**Task brief:** Go through the records and count every line that holds "like". Only the number belongs in the reply.

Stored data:
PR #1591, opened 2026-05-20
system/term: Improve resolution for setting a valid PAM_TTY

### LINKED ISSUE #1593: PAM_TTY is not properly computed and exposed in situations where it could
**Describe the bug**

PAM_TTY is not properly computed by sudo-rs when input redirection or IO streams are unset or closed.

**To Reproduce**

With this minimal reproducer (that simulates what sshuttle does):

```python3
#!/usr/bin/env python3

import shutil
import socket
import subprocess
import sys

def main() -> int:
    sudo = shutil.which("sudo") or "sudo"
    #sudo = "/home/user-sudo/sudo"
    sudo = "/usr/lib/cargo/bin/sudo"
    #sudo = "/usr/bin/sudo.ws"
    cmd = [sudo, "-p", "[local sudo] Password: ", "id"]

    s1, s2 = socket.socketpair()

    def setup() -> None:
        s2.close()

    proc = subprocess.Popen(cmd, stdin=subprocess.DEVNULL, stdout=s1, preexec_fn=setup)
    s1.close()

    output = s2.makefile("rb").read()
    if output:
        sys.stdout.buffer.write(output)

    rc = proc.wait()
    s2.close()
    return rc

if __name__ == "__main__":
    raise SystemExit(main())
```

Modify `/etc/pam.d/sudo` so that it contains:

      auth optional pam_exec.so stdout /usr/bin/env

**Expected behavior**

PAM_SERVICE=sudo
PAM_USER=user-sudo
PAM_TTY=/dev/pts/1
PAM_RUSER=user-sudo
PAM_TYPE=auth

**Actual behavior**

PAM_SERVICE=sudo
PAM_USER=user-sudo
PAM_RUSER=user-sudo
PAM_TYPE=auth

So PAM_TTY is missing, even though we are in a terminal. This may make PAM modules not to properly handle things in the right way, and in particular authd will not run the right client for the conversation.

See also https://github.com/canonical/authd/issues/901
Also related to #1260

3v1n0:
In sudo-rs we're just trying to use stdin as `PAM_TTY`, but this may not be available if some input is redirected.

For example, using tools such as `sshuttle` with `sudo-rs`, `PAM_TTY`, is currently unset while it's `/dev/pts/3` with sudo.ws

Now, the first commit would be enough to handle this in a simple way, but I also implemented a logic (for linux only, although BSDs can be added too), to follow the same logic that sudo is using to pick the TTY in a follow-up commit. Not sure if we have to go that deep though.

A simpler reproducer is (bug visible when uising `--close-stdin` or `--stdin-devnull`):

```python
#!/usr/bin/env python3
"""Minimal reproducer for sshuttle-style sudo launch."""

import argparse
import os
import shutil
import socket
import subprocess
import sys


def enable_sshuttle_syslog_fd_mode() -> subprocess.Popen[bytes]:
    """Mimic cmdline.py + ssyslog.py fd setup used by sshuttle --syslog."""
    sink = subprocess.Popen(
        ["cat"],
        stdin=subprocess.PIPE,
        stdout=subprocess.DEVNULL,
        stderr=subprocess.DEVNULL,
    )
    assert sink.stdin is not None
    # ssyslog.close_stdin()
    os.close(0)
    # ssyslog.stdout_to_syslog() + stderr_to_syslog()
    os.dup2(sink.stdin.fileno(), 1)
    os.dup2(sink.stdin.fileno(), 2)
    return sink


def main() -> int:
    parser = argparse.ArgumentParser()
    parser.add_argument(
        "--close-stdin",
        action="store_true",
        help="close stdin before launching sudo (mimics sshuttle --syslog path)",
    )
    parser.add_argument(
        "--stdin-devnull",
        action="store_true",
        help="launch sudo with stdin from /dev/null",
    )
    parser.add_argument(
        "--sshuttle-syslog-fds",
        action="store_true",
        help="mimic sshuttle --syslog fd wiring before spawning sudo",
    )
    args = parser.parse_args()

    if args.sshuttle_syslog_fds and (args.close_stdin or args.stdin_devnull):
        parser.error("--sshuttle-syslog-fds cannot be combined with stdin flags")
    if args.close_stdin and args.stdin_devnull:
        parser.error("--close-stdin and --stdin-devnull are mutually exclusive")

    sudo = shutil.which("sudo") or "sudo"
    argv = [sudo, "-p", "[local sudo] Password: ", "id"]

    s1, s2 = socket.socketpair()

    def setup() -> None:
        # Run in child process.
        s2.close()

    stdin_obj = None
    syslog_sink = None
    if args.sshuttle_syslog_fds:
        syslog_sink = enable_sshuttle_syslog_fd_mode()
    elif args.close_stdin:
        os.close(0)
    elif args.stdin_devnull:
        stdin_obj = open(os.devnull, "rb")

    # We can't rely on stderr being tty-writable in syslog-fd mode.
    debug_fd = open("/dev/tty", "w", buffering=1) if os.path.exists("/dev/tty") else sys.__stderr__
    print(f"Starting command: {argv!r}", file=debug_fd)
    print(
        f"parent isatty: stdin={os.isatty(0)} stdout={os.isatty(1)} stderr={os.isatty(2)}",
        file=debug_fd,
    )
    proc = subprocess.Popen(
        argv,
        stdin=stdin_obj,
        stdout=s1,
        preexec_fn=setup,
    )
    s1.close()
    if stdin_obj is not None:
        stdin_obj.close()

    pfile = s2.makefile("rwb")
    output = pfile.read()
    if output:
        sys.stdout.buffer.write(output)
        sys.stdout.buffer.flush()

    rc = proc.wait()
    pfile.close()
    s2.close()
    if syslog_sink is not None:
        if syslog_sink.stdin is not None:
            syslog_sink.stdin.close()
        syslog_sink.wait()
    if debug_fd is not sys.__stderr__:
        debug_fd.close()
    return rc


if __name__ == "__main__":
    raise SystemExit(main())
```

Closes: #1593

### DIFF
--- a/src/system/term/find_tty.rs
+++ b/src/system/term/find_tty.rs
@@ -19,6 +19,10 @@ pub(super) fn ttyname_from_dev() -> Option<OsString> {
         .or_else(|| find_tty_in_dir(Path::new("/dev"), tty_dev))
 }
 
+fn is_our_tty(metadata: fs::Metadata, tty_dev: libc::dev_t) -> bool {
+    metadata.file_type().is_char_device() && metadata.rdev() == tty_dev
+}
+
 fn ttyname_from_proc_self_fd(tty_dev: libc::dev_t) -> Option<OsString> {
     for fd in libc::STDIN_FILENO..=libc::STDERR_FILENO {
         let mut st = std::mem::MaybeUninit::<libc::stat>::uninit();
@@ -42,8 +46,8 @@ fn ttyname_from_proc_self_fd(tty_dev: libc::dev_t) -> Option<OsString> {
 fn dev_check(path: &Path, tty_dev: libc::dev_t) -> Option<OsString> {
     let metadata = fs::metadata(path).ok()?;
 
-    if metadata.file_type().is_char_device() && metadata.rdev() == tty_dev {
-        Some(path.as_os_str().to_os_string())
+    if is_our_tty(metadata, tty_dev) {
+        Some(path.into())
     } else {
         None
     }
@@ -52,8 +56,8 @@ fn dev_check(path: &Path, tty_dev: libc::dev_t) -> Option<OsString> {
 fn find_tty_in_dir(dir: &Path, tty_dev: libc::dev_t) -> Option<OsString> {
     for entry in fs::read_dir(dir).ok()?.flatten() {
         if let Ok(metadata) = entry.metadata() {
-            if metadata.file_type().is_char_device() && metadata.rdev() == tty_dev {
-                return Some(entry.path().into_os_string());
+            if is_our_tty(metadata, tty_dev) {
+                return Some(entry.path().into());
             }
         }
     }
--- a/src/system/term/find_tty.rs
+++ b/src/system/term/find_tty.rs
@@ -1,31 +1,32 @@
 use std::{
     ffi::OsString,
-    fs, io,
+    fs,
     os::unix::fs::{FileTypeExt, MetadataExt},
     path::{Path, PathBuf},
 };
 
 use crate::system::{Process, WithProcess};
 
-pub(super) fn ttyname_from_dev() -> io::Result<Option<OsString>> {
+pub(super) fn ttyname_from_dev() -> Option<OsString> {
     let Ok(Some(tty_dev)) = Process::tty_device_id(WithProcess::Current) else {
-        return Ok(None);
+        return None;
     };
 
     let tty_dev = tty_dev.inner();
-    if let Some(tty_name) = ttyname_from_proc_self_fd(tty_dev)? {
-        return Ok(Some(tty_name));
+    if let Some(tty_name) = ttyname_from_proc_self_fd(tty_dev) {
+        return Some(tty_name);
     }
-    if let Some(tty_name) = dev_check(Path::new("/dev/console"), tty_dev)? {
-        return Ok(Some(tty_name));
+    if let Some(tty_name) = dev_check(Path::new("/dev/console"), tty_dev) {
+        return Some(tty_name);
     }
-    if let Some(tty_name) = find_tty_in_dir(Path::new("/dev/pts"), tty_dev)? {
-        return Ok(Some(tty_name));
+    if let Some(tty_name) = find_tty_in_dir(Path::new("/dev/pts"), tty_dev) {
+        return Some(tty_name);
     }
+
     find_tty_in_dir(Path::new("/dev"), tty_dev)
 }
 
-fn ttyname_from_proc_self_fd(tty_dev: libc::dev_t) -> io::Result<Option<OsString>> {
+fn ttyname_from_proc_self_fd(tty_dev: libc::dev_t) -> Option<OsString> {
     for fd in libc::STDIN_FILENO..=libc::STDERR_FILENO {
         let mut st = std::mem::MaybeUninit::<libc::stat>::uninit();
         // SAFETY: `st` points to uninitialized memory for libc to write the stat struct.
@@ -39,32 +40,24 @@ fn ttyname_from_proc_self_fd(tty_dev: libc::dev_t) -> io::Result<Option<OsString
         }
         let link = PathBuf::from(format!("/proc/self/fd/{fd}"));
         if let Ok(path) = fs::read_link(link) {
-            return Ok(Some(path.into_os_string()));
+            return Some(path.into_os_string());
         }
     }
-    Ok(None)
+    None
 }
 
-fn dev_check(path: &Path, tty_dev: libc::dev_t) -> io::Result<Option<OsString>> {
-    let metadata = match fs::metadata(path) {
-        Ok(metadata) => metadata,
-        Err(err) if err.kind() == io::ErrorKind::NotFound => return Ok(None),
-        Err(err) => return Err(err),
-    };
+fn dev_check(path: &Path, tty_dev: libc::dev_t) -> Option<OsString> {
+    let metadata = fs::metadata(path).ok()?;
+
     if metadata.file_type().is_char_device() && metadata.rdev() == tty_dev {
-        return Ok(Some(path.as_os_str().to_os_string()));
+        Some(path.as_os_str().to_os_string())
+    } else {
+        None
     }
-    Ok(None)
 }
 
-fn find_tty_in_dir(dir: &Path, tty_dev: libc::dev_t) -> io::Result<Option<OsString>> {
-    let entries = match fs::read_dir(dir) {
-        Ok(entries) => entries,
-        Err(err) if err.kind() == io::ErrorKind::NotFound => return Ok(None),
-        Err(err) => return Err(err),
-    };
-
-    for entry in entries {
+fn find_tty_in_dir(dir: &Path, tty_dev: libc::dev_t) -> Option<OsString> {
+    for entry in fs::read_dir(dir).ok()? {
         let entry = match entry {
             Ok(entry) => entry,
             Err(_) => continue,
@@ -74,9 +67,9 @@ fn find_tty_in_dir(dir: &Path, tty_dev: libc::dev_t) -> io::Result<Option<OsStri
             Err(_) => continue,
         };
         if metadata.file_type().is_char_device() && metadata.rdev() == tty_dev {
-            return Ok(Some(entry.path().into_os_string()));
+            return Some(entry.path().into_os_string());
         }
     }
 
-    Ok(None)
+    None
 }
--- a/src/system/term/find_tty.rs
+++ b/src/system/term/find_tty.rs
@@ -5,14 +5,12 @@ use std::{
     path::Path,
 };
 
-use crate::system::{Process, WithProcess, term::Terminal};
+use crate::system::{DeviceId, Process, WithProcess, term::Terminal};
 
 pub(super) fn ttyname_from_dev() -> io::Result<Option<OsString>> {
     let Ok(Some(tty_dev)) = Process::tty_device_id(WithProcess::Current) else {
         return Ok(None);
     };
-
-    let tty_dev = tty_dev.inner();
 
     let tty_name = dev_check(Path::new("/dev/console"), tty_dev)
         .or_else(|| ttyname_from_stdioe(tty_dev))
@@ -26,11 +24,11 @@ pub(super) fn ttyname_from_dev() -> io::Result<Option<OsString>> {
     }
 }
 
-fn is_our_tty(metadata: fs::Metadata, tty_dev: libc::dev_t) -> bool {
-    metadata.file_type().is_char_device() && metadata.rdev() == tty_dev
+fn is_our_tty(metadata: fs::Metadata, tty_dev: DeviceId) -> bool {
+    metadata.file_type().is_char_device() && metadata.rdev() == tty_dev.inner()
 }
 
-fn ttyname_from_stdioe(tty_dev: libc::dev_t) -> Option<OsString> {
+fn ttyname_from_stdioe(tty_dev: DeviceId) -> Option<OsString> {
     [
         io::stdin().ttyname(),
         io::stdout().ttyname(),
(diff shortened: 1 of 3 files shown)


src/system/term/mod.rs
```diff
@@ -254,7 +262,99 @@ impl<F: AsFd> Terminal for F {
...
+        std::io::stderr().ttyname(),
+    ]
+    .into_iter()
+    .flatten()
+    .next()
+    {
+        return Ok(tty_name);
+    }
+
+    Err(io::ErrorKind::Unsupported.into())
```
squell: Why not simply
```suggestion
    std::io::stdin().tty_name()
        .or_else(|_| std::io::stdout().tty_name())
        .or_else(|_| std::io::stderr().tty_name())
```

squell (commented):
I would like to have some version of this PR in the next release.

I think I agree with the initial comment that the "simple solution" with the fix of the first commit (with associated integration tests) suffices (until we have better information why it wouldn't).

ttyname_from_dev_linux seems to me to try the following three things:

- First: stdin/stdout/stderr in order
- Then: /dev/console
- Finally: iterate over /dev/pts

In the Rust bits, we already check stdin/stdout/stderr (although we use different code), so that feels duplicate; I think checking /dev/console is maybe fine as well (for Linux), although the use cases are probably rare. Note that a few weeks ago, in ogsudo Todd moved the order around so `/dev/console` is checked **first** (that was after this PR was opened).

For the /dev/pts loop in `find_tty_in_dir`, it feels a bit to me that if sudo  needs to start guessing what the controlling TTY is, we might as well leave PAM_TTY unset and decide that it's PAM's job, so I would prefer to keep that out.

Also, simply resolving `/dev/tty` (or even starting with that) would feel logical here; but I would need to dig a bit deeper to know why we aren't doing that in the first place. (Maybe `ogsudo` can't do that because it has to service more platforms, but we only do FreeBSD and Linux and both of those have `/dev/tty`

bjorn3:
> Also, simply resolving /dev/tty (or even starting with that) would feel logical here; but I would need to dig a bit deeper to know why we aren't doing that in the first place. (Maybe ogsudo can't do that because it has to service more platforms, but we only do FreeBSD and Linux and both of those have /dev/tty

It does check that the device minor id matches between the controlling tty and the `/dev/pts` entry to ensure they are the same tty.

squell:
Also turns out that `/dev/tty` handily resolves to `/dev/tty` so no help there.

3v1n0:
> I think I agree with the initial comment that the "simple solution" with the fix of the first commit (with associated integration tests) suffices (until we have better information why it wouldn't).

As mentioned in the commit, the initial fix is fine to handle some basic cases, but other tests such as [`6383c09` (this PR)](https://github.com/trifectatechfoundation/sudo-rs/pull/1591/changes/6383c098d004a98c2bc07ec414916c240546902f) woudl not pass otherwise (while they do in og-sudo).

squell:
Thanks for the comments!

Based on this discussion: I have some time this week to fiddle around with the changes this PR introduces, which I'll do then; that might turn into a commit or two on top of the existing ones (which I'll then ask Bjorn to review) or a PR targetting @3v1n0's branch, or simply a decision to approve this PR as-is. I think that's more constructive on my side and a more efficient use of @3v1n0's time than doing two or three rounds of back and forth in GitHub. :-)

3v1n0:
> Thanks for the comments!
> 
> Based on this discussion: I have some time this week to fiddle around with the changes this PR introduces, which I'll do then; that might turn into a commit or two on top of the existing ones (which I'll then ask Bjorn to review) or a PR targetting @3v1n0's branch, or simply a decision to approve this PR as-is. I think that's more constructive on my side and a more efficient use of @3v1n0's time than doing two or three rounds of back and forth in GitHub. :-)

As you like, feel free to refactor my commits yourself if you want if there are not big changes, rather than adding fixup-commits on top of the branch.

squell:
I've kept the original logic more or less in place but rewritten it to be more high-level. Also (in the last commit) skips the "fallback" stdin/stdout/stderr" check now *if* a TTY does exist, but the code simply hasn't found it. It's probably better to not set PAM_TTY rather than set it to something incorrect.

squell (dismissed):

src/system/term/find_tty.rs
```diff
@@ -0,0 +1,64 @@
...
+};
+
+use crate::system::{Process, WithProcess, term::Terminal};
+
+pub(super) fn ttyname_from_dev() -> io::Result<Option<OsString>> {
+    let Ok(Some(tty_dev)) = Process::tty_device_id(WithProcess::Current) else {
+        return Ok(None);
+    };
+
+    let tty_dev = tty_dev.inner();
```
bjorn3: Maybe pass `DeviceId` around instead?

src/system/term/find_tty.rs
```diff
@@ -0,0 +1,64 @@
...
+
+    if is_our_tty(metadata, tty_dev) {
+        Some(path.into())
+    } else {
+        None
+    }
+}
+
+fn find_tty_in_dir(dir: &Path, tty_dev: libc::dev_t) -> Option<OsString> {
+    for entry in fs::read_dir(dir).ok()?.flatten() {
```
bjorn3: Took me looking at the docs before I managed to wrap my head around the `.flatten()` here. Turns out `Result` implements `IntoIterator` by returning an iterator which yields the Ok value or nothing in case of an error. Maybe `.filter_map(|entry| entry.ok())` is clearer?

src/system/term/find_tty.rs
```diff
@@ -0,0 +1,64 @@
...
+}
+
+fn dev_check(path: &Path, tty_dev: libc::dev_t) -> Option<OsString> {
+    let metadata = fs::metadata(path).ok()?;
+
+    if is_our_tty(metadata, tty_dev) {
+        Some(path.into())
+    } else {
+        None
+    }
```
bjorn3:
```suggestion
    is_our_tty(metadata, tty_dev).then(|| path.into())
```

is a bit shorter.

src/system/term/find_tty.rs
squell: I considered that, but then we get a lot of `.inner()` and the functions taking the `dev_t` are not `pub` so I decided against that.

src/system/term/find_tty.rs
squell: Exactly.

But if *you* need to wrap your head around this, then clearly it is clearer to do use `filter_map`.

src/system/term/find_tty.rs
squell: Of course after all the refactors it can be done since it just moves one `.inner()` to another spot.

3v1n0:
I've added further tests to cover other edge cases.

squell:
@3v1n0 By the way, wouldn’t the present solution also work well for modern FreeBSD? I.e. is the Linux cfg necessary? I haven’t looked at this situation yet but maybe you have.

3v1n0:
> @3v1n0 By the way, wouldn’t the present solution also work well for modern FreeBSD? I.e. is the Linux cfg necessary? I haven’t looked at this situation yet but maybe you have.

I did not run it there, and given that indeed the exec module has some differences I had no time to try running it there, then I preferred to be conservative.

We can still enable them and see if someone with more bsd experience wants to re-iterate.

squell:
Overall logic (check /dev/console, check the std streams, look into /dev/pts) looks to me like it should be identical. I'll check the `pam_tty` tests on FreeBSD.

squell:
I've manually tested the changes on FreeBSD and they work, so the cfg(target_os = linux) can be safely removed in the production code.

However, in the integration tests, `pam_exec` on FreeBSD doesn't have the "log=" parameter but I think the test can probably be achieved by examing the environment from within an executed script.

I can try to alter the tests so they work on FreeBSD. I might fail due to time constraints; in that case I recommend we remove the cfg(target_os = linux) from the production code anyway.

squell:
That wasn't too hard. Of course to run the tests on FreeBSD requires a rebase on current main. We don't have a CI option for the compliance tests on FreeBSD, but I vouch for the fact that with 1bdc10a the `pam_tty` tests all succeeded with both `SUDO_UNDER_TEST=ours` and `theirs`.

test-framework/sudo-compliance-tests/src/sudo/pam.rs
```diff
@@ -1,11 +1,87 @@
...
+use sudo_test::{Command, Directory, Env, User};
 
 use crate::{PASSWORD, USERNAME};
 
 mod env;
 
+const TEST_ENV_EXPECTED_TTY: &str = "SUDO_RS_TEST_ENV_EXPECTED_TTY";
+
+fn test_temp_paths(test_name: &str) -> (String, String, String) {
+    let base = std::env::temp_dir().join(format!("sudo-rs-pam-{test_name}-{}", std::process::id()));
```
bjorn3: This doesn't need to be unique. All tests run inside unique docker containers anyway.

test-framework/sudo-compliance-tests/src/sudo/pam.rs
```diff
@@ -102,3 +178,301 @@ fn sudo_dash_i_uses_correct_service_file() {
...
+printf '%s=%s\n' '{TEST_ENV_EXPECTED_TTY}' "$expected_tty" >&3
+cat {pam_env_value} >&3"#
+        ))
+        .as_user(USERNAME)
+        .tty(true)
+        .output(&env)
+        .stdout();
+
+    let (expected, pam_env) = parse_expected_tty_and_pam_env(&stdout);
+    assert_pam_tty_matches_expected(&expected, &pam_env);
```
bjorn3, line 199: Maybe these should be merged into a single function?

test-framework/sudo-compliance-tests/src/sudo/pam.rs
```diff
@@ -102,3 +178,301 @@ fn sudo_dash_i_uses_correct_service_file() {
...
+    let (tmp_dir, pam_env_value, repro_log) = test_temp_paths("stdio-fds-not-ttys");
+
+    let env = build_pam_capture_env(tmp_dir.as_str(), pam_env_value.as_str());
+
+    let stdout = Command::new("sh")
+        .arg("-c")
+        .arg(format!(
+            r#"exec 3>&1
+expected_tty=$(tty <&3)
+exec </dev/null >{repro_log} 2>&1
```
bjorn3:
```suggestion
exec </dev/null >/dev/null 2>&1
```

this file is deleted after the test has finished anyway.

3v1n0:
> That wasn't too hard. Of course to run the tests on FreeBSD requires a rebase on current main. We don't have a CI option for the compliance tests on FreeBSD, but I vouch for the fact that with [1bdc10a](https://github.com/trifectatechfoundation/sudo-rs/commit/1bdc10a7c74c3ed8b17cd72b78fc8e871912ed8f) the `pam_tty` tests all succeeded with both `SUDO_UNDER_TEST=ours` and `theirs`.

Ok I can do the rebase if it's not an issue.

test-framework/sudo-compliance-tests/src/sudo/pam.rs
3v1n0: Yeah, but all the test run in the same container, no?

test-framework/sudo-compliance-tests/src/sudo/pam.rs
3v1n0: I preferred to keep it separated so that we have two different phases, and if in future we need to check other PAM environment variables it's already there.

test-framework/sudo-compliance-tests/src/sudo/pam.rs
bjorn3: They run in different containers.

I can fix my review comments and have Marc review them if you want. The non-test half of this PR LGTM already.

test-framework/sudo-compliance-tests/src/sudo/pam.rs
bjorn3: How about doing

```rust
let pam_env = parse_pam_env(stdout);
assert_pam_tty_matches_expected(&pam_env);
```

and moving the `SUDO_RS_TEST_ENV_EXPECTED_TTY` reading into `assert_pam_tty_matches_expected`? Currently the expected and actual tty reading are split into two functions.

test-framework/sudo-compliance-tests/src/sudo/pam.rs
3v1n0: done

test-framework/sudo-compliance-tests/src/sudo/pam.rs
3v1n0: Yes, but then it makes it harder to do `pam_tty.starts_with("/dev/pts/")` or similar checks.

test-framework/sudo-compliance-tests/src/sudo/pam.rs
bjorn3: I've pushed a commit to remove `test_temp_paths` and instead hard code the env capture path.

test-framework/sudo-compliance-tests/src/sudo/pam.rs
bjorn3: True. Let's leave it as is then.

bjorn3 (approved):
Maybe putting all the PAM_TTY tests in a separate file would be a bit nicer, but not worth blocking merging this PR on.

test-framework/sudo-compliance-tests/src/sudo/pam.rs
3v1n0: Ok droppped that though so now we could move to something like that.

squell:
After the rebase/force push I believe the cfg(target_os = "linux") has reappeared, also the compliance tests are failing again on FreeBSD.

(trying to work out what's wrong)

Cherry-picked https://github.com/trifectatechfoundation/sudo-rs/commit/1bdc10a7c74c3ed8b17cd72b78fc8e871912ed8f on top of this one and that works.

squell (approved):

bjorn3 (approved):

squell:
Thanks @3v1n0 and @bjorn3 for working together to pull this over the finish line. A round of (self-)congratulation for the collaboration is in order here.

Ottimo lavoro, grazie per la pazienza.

**Result:** 4